Task brief
What follows is a block of records; reproduce all of it verbatim.

(Recorded data)

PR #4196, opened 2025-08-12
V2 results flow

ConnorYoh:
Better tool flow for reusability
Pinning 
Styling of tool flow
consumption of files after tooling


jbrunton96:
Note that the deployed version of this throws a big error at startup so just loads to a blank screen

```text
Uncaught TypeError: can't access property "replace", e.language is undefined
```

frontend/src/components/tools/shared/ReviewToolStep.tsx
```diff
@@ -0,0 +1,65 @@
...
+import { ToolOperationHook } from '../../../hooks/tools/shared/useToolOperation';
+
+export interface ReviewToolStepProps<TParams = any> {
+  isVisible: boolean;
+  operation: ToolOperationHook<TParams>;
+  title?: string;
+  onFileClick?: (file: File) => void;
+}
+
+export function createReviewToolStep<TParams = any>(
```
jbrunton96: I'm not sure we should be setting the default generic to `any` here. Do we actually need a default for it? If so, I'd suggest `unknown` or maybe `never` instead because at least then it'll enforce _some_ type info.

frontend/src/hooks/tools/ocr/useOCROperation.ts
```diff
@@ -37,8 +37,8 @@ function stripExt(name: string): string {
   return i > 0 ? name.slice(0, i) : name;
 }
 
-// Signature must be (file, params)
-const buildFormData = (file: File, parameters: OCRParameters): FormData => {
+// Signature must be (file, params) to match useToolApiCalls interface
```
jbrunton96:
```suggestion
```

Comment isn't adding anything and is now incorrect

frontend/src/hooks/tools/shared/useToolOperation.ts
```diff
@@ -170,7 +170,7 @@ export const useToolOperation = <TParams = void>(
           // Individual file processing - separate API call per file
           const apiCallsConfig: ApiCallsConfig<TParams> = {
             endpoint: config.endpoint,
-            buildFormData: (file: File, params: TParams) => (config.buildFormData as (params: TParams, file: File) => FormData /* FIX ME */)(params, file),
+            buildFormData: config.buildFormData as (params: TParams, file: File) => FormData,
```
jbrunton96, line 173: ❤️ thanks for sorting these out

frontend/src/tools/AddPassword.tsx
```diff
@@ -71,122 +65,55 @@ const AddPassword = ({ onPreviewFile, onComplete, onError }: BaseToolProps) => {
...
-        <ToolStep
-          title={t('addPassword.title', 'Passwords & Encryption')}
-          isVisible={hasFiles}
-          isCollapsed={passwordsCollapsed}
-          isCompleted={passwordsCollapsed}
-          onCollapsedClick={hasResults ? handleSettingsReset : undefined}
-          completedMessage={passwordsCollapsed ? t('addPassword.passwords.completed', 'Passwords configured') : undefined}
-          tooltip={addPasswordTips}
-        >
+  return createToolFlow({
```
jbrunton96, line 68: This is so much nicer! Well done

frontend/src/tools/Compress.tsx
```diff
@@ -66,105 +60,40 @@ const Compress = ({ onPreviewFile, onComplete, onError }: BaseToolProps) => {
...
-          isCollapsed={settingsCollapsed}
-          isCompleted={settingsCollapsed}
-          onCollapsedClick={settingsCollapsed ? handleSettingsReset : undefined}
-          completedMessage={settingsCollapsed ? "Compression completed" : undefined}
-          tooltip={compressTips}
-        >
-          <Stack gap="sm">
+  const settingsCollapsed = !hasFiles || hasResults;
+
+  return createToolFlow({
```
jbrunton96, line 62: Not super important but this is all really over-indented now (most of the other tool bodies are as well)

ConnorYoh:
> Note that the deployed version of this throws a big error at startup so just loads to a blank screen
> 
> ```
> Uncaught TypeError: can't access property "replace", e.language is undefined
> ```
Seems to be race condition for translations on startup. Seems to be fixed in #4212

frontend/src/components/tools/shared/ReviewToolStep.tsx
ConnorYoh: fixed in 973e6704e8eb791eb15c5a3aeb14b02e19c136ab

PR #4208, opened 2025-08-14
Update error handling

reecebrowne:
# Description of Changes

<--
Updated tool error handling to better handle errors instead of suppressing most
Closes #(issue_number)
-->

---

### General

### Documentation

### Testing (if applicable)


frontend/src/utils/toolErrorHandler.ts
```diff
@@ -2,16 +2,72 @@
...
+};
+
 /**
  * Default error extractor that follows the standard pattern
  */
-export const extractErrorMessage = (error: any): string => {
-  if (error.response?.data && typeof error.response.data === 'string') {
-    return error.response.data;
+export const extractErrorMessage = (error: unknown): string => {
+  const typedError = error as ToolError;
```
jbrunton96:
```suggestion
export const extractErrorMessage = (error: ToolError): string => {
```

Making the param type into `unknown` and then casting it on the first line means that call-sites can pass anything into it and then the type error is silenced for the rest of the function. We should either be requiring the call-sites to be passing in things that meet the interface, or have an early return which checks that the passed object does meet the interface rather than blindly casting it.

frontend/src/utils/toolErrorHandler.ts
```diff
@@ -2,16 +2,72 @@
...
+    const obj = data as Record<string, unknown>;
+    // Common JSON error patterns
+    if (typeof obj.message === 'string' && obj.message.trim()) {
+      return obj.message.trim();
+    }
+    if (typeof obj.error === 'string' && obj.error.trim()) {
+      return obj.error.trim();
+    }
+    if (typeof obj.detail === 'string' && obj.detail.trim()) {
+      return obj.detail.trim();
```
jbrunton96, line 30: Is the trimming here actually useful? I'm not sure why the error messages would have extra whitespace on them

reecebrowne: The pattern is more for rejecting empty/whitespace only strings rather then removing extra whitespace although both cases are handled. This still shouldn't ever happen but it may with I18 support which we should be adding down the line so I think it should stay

(End Recorded data)

Solution
PR #4196, opened 2025-08-12
V2 results flow

ConnorYoh:
Better tool flow for reusability
Pinning 
Styling of tool flow
consumption of files after tooling


jbrunton96:
Note that the deployed version of this throws a big error at startup so just loads to a blank screen

```text
Uncaught TypeError: can't access property "replace", e.language is undefined
```

frontend/src/components/tools/shared/ReviewToolStep.tsx
```diff
@@ -0,0 +1,65 @@
...
+import { ToolOperationHook } from '../../../hooks/tools/shared/useToolOperation';
+
+export interface ReviewToolStepProps<TParams = any> {
+  isVisible: boolean;
+  operation: ToolOperationHook<TParams>;
+  title?: string;
+  onFileClick?: (file: File) => void;
+}
+
+export function createReviewToolStep<TParams = any>(
```
jbrunton96: I'm not sure we should be setting the default generic to `any` here. Do we actually need a default for it? If so, I'd suggest `unknown` or maybe `never` instead because at least then it'll enforce _some_ type info.

frontend/src/hooks/tools/ocr/useOCROperation.ts
```diff
@@ -37,8 +37,8 @@ function stripExt(name: string): string {
   return i > 0 ? name.slice(0, i) : name;
 }
 
-// Signature must be (file, params)
-const buildFormData = (file: File, parameters: OCRParameters): FormData => {
+// Signature must be (file, params) to match useToolApiCalls interface
```
jbrunton96:
```suggestion
```

Comment isn't adding anything and is now incorrect

frontend/src/hooks/tools/shared/useToolOperation.ts
```diff
@@ -170,7 +170,7 @@ export const useToolOperation = <TParams = void>(
           // Individual file processing - separate API call per file
           const apiCallsConfig: ApiCallsConfig<TParams> = {
             endpoint: config.endpoint,
-            buildFormData: (file: File, params: TParams) => (config.buildFormData as (params: TParams, file: File) => FormData /* FIX ME */)(params, file),
+            buildFormData: config.buildFormData as (params: TParams, file: File) => FormData,
```
jbrunton96, line 173: ❤️ thanks for sorting these out

frontend/src/tools/AddPassword.tsx
```diff
@@ -71,122 +65,55 @@ const AddPassword = ({ onPreviewFile, onComplete, onError }: BaseToolProps) => {
...
-        <ToolStep
-          title={t('addPassword.title', 'Passwords & Encryption')}
-          isVisible={hasFiles}
-          isCollapsed={passwordsCollapsed}
-          isCompleted={passwordsCollapsed}
-          onCollapsedClick={hasResults ? handleSettingsReset : undefined}
-          completedMessage={passwordsCollapsed ? t('addPassword.passwords.completed', 'Passwords configured') : undefined}
-          tooltip={addPasswordTips}
-        >
+  return createToolFlow({
```
jbrunton96, line 68: This is so much nicer! Well done

frontend/src/tools/Compress.tsx
```diff
@@ -66,105 +60,40 @@ const Compress = ({ onPreviewFile, onComplete, onError }: BaseToolProps) => {
...
-          isCollapsed={settingsCollapsed}
-          isCompleted={settingsCollapsed}
-          onCollapsedClick={settingsCollapsed ? handleSettingsReset : undefined}
-          completedMessage={settingsCollapsed ? "Compression completed" : undefined}
-          tooltip={compressTips}
-        >
-          <Stack gap="sm">
+  const settingsCollapsed = !hasFiles || hasResults;
+
+  return createToolFlow({
```
jbrunton96, line 62: Not super important but this is all really over-indented now (most of the other tool bodies are as well)

ConnorYoh:
> Note that the deployed version of this throws a big error at startup so just loads to a blank screen
> 
> ```
> Uncaught TypeError: can't access property "replace", e.language is undefined
> ```
Seems to be race condition for translations on startup. Seems to be fixed in #4212

frontend/src/components/tools/shared/ReviewToolStep.tsx
ConnorYoh: fixed in 973e6704e8eb791eb15c5a3aeb14b02e19c136ab

PR #4208, opened 2025-08-14
Update error handling

reecebrowne:
# Description of Changes

<--
Updated tool error handling to better handle errors instead of suppressing most
Closes #(issue_number)
-->

---

### General

### Documentation

### Testing (if applicable)


frontend/src/utils/toolErrorHandler.ts
```diff
@@ -2,16 +2,72 @@
...
+};
+
 /**
  * Default error extractor that follows the standard pattern
  */
-export const extractErrorMessage = (error: any): string => {
-  if (error.response?.data && typeof error.response.data === 'string') {
-    return error.response.data;
+export const extractErrorMessage = (error: unknown): string => {
+  const typedError = error as ToolError;
```
jbrunton96:
```suggestion
export const extractErrorMessage = (error: ToolError): string => {
```

Making the param type into `unknown` and then casting it on the first line means that call-sites can pass anything into it and then the type error is silenced for the rest of the function. We should either be requiring the call-sites to be passing in things that meet the interface, or have an early return which checks that the passed object does meet the interface rather than blindly casting it.

frontend/src/utils/toolErrorHandler.ts
```diff
@@ -2,16 +2,72 @@
...
+    const obj = data as Record<string, unknown>;
+    // Common JSON error patterns
+    if (typeof obj.message === 'string' && obj.message.trim()) {
+      return obj.message.trim();
+    }
+    if (typeof obj.error === 'string' && obj.error.trim()) {
+      return obj.error.trim();
+    }
+    if (typeof obj.detail === 'string' && obj.detail.trim()) {
+      return obj.detail.trim();
```
jbrunton96, line 30: Is the trimming here actually useful? I'm not sure why the error messages would have extra whitespace on them

reecebrowne: The pattern is more for rejecting empty/whitespace only strings rather then removing extra whitespace although both cases are handled. This still shouldn't ever happen but it may with I18 support which we should be adding down the line so I think it should stay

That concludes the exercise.